They say that time’s a healer. The cliche that had me dreaming of squeezing a bunch of lemons over the paper cut of that “philosophers” hand. Does that make me a horrible person? I’m sure you’ve had that thought at some point too, haven’t you?
To me, time’s not so much a healer as opposed to a common misconception. Don’t get me wrong, I’m not saying that time is a useless thing, especially when we’re talking break-ups – but it’s not what made me come to terms with mine. Travelling did. Not only did it heal me, but it changed me.
I’d hope I’m not the only one who mistakenly thought eating ice cream whilst watching Bridget Jones in your pyjamas was a fantastic idea. The resemblance was uncanny – I think I even made fun of myself and snapped a picture of me next to dear Bridget. Hindsight is a beautiful thing, isn’t it?!

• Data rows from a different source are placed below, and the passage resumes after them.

PR #51, opened 2021-11-02
Introduce JAX sparse evaluation mode

### LINKED ISSUE #40: Sparse evaluation mode for GeneratorModel raises error if default array backend is JAX

The following raises an error (note that this code depends on syntax from #30):
```
dispatch.set_default_backend('jax')
static_op = np.array([[1, 0.], [0., -1.]])
operators = [np.array([[0., 1.], [1., 0.]])]

ham_model = HamiltonianModel(static_operator=static_op, 
                             operators=operators,
                             signals=[1.],
                             evaluation_mode='sparse')
ham_model(1.)
```

This is not a particularly major or urgent bug: sparse operations aren't even supported in JAX anyway (in this package - and in JAX itself there are just experimental implementations of sparse matrices), so nothing is actually being blocked by this. 

Nevertheless: I didn't expect this to result in an error. The error is due to the signals being evaluated as an `Array` if the default backend is JAX. Evaluation of sparse models uses object arrays and `np.tensordot`, and the `Array(..., backend='jax')` for the coefficient array causes this to get dispatched to JAX (which does not supported object arrays and therefore raises an error).

### Possible solutions

It may be natural to just raise an error if a sparse mode is set while the default backend is JAX. This makes it apparent that there is no JAX sparse support in this package.

DanPuzzuoli:
This PR is ready for review. See latest comment for up to date summary.

### Summary

Closes #40 (incidentally)

JAX now has experimental support for a sparse array type called `BCOO`. While the features are currently limited, there is enough to implement a jax sparse model evaluation mode.

This PR will add `BCOO`-based evaluation modes to all model classes. This involves:
- Adding `BCOO`-based versions of the relevant operator collections.
- Adding handling for this in the model classes.
- Adding a `to_BCOO` to `type_utils`, similar to `to_array` and `to_csr`. Also, add `BCOO` as a type that "gets a pass" in `to_numeric_matrix_type`.
- Adding handling for BCOO in hamiltonian validation.
- Modifying some core functions in `RotatingFrame` that have special handling based on type (currently just `array` v.s. `csr_matrix`, but will need to now handle `BCOO`).
- Figuring out how to incorporate this into `rotating_wave_approximation`. 

### Details and comments

Some questions/comments:
- Should we have the jax sparse evaluation mode triggered by setting `model.evaluation_mode = 'sparse'` when `dispatch.default_backend() == 'jax'`, or should it have an alternate name like `model.evaluation_mode = 'jax_sparse'`? I think the former option is a good idea given that we want to avoid mixing JAX and numpy/scipy types. This would also automatically solve #40 (problems when the default backend is `jax` but the csr sparse mode is chosen).
- Due to limited functionality, the method for computing a linear combination of sparse matrices is a bit awkward. Something better will be available with the next release of JAX, so need to keep an eye out for this.
- Related to the above: I'm not sure when BCOO arrays were introduced, but this PR is likely to lead to a large increase in the minimum jax version number.
- Jax expm doesn't work on BCOO, so maybe we should detect this and raise an error? This should be documented as well


DanPuzzuoli:
Current status:
- Made `JAXSparseOperatorCollection`
   - Added test cases
- Updated some `RotatingFrame` functions to work directly with the `BCOO` type
   - No tests yet
- Added `to_BCOO` to `type_utils` and updated `to_numeric_matrix_type` to leave `BCOO` alone
   - No tests yet
- Added temporary `evaluation_mode='jax_sparse'` to `GeneratorModel` to set up/work with the `JAXSparseOperatorCollection`. Seems to be working, though need to add proper testing.

DanPuzzuoli:
(Hopefully) Final touches:

- Updated evaluation mode documentation in model classes. Noted that reverse mode autodiff doesn't currently work for sparse jax mode.

DanPuzzuoli:
This PR is ready for review.

## Summary

It adds jax-based sparse evaluation for all models, including a `'sparse_vectorized'` for `LindbladModel`. This is implemented using `jax.experimental.BCOO` arrays. Some high level comments:
- Accessing the jax-based sparse implementations requires setting the default backend to `'jax'` and then setting evaluation mode to `'sparse'` or `'sparse_vectorized'` as before. (If the default backend is `'jax'` it'll set up the jax sparse stuff, and otherwise it'll set up the `csr_matrix` sparse types.) This is now explained in the `evaluation_mode` property doc strings.
- `evaluation_mode='sparse'` for `LindbladModel` requires some operations on `BCOO` arrays that are not currently reverse-mode differentiable.  I was told in this [discussion](https://github.com/google/jax/discussions/8454) that this is not a fundamental limitation, it just hasn't been implemented yet, and in the meantime it is forward mode differentiable. I've explained this in the `LindbladModel.evaluation_mode` doc string.
- Related to the above, generally, the implementation of a `BCOO`-based sparse evaluation modes required some work arounds that will need to be "fixed" as jax sparse functionality advances. Based on some speed testing it seems to be well worth it anyway, hence this PR.
- The jax/jaxlib minimum versions needed to be bumped up to be very recent.
- As the `jax.scipy.linalg.expm` doesn't work on BCOO arrays (or `csr_matrix` inputs for that matter), I've set `solve_lmde` to raise an error if `method='jax_expm'` is selected for a model in sparse mode.

## Details

- Added operator collections implemented with `jax.experimental.sparse.BCOO` arrays:
    - `JAXSparseOperatorCollection`, `JAXSparseLindbladCollection`, and `JAXSparseVectorizedLindbladCollection`
    - Refactored operator collections tests to make it easier to add tests for new operator collections, and added test classes for the above. Currently `JAXSparseLindbladCollection` overrides the autodiff test of the class it inherits from to test forward-mode autodiff only.
- Added jax-based sparse evaluation mode to `GeneratorModel`/`HamiltonianModel` and to `LindbladModel`. Enabled by passing `evaluation_mode='sparse'` when `dispatch.default_backend() == 'jax'`.
    - Refactored tests for all of these classes to make it easier to add tests for new modes, and added tests for the all jax-based sparse modes.
    - Updated `evaluation_mode` doc string to describe this new option and how to access it.
- Added a `to_BCOO` function to `type_utils`, which has the same formatting as `to_array` and `to_csr` and corresponding tests. Also updated `to_numeric_matrix_type` to pass `BCOO` arrays through.
    - For now it just returns the input if already of type `BCOO`, or calls `BCOO.fromdense(to_array(x).data)`. Not sure how else to instantiate this other than from a dense jax array.
-  Updated several `RotatingFrame` functions to work directly on `BCOO` arrays. These are mainly used when switching frames in a model class.
    - Added test cases.
- Added a test case for `rotating_wave_approximation` for a `GeneratorModel` in jax sparse evaluation mode.
    - This function just converts to dense arrays and does the computation on them, then converts back to whatever the input was - so no need to add functionality here.
- Added error raising to `solve_lmde` if `method='jax_expm'` is selected for a model in sparse mode.
    - Added test case for this.
- Bumped jax/jaxlib versions in setup.py to `jax>=0.2.19` and `jaxlib>=0.1.70` as they appear to be the minimum versions compatible with all sparse operations we use.

DanPuzzuoli:
As a speed gain example to using sparse: on my local CPU, simulating two coupled transmons, each with dimension 30 (so total dimension 900), compiled time to simulate a particular CR sequence with dense takes about 250s, while for sparse it takes about 12s. (With the former in the frame of the whole drift, and the latter in the frame of the diagonal of the drift.) This of course is an incredibly sparse system, so we expect a huge benefit to sparse arrays in this case, and it's nice to see that realized here.

brosand:
Initial testing on GPUs is showing that jax sparse evaluation is much slower on gpus than dense evaluation, and even slower than sparse evaluation on cpus. In some cases this slow down is a factor of 50x. So far I have only examined small dimensions, d<100. We are currently testing higher dimensionality on GPUs to see if the performance improves. This may be because while XLA is optimized well on GPUs, the sparse format is not setup for the same optimization.

DanPuzzuoli:
One more thing that needs to be done with this PR is to update the JAX userguide entry, which describes how there is no JAX sparse support. Could either completely remove this, or update it to say that sparse support is only recommended for use on CPUs.

DanPuzzuoli:
Some updates to the PR:

- Rebased on main after a recent merge.
- Added text to the `evaluation_mode` property indicating that JAX sparse mode is only recommended to be used on CPU.
- Added a warning to both `GeneratorModel` and `LindbladModel` (and `HamiltonianModel` via inheritance) when JAX sparse evaluation mode is set: If `jax.default_backend()` is not CPU, it will warn that it is only recommended for use on CPU.
- Updated the "how to use jax" userguide:
    - At the end it had a section on how sparse evaluation is not supported with JAX. I've deleted this section and replaced it with a section listing JAX features that are only recommended on one of CPU or GPU.

brosand (commented):
Left a number of comments, nothing that I think needs to be changed, mostly suggestions. Will be discussed, along with some of the longer scripts which I want to talk through.

qiskit_dynamics/models/operator_collections.py
```diff
@@ -247,6 +268,61 @@ def evaluate_rhs(self, signal_values: Union[Array, None], y: Array) -> Array:
...
+                            operators cannot be evaluated."""
+        )
+
+    def evaluate_rhs(self, signal_values: Union[Array, None], y: Array) -> Array:
+        if y.ndim < 3:
+            if isinstance(y, Array):
+                y = y.data
+            return Array(jsparse_matmul(self.evaluate(signal_values), y))
+
+        raise QiskitError(self.__class__.__name__ + """  cannot evaluate RHS for y.ndim > 3.""")
```
brosand, line 322:
```suggestion
        raise QiskitError(self.__class__.__name__ + """  cannot evaluate RHS for y.ndim >= 3.""")
```

brosand (approved):
LGTM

Next came stage two – denial. This will more than likely end with you having one of those embarrassing moments where all hope is crushed as you sit sobbing into your enchilada across the table from him, until a waiter pops a box of tissues down next to you.
You’ll realise that maybe you don’t need him; that wanting and needing are two different things. We were meant to be going to Indonesia together, and we went – even sitting awkwardly next to one another on one of the plane legs until he got bumped up to business. Oh how the world can be cruel at times! We parted ways after baggage claim and then I was left to my own devices.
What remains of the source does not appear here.